+++ Record excerpts

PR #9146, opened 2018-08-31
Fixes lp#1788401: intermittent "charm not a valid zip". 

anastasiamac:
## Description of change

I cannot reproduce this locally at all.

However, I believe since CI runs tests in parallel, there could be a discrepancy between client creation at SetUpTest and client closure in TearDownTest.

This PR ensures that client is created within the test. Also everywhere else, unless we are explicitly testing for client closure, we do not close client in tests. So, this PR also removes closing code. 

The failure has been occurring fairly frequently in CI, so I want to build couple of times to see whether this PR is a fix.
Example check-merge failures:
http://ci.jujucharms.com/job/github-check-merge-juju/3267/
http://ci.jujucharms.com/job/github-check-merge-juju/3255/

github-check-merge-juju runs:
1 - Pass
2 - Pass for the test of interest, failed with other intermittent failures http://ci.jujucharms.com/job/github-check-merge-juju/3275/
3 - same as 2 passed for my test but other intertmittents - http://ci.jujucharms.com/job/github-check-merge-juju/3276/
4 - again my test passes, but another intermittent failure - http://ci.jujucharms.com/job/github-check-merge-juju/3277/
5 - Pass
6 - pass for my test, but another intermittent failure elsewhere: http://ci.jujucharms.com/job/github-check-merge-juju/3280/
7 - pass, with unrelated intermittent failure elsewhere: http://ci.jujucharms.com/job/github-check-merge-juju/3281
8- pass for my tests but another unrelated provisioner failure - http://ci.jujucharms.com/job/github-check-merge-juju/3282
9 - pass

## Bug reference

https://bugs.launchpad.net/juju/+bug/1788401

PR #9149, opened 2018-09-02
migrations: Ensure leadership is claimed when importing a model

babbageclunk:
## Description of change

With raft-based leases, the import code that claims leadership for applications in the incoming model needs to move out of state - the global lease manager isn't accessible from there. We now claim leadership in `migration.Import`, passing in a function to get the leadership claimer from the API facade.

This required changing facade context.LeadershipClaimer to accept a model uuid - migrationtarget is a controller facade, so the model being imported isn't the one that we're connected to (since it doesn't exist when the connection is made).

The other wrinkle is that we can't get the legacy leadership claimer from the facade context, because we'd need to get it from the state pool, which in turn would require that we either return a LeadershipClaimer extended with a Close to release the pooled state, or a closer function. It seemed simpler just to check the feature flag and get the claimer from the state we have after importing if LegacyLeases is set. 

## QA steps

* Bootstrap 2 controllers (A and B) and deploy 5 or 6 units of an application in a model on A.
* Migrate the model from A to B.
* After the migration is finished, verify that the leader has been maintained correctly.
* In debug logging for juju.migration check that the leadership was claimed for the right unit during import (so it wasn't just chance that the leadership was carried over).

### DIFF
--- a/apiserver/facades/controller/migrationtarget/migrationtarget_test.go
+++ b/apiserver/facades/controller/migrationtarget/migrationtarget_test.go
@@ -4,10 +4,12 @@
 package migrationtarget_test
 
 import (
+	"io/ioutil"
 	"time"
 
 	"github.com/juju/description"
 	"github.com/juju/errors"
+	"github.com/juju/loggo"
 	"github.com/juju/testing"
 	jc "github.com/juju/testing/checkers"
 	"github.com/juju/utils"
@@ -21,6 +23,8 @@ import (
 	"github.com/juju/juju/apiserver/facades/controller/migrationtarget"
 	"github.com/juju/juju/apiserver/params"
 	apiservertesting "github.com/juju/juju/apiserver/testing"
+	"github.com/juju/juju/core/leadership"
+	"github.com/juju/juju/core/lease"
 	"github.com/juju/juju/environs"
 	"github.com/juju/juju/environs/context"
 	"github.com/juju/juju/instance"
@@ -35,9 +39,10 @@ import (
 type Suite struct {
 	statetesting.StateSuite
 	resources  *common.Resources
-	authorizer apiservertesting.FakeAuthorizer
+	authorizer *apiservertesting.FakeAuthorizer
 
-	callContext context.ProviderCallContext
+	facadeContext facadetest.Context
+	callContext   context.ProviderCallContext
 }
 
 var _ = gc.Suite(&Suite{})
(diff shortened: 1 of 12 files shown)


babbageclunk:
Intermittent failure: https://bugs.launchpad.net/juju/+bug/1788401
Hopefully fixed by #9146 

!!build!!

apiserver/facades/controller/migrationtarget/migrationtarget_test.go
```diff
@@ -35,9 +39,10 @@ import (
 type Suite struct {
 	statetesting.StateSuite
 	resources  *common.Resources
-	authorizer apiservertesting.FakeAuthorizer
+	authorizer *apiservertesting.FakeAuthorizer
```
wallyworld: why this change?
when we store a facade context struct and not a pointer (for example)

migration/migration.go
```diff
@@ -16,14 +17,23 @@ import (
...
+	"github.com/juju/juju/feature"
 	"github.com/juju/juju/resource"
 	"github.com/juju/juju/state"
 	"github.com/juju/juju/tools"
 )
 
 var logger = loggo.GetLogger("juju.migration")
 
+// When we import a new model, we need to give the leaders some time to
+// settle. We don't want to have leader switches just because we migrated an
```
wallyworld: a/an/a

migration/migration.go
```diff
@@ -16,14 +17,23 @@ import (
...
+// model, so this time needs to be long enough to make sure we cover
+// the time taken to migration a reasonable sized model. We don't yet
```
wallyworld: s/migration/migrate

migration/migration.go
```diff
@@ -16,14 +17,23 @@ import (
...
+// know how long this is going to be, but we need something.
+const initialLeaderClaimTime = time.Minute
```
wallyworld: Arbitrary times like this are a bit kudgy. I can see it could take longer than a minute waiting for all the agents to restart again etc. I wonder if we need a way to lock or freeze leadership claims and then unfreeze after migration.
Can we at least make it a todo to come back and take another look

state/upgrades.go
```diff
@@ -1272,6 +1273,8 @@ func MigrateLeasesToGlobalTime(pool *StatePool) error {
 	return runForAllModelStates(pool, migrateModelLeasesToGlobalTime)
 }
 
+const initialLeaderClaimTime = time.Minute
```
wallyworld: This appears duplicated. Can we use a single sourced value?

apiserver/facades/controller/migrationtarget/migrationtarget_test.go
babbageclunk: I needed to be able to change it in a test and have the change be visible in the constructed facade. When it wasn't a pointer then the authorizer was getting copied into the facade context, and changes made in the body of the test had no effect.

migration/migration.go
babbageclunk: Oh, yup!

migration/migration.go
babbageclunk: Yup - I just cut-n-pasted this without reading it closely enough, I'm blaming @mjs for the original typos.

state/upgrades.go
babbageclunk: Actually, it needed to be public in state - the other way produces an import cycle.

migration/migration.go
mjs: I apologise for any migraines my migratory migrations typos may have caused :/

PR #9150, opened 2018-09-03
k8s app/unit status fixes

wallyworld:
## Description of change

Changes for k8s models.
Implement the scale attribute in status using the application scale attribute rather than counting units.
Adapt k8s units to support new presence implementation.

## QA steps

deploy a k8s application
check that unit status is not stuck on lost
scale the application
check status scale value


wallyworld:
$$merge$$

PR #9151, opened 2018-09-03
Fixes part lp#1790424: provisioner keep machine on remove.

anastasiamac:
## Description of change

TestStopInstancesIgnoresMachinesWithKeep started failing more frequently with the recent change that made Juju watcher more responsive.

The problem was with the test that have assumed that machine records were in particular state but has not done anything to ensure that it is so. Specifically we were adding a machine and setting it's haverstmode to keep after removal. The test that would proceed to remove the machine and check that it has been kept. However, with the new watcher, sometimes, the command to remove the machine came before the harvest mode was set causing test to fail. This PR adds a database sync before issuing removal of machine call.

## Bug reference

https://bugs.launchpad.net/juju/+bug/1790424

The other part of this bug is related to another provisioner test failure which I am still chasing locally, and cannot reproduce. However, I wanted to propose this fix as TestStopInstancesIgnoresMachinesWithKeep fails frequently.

++++++
+++ Record excerpts

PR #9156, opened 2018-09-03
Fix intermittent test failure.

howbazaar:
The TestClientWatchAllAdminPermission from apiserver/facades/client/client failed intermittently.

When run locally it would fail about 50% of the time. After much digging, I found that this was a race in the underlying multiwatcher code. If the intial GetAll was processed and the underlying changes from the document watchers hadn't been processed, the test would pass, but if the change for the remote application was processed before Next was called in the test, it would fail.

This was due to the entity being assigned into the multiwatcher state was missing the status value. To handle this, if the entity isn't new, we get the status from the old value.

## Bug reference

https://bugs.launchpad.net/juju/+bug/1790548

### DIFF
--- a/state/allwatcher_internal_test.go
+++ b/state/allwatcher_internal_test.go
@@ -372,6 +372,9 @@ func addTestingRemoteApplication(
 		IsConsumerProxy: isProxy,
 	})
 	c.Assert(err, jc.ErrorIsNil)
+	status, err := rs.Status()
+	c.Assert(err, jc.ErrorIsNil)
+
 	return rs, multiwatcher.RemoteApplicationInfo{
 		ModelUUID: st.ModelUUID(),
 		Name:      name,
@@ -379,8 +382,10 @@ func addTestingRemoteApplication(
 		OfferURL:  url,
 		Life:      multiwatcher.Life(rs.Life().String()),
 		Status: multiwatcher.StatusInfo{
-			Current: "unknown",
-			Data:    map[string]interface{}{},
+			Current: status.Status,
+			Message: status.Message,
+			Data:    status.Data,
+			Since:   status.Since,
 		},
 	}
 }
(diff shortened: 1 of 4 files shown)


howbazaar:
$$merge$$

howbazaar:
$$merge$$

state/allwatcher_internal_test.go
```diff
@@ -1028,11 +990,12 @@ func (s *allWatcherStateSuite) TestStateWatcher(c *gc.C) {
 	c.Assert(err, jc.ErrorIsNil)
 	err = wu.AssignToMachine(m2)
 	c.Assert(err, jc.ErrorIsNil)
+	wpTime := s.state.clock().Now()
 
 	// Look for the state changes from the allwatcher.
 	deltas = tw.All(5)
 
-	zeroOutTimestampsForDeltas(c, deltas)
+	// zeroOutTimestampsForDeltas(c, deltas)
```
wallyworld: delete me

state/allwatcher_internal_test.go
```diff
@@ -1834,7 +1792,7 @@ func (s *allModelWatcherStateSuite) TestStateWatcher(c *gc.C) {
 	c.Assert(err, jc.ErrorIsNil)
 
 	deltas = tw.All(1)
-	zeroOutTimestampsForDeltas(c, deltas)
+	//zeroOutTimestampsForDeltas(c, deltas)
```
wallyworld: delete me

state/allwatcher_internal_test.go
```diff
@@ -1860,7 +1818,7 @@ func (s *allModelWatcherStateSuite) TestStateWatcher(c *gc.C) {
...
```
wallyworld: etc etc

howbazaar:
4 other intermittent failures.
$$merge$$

++++++

→ **Task directions**: Find every line in the records above that holds the word "pointer", and copy each one.

→ **Result for this exercise**:
when we store a facade context struct and not a pointer (for example)
babbageclunk: I needed to be able to change it in a test and have the change be visible in the constructed facade. When it wasn't a pointer then the authorizer was getting copied into the facade context, and changes made in the body of the test had no effect.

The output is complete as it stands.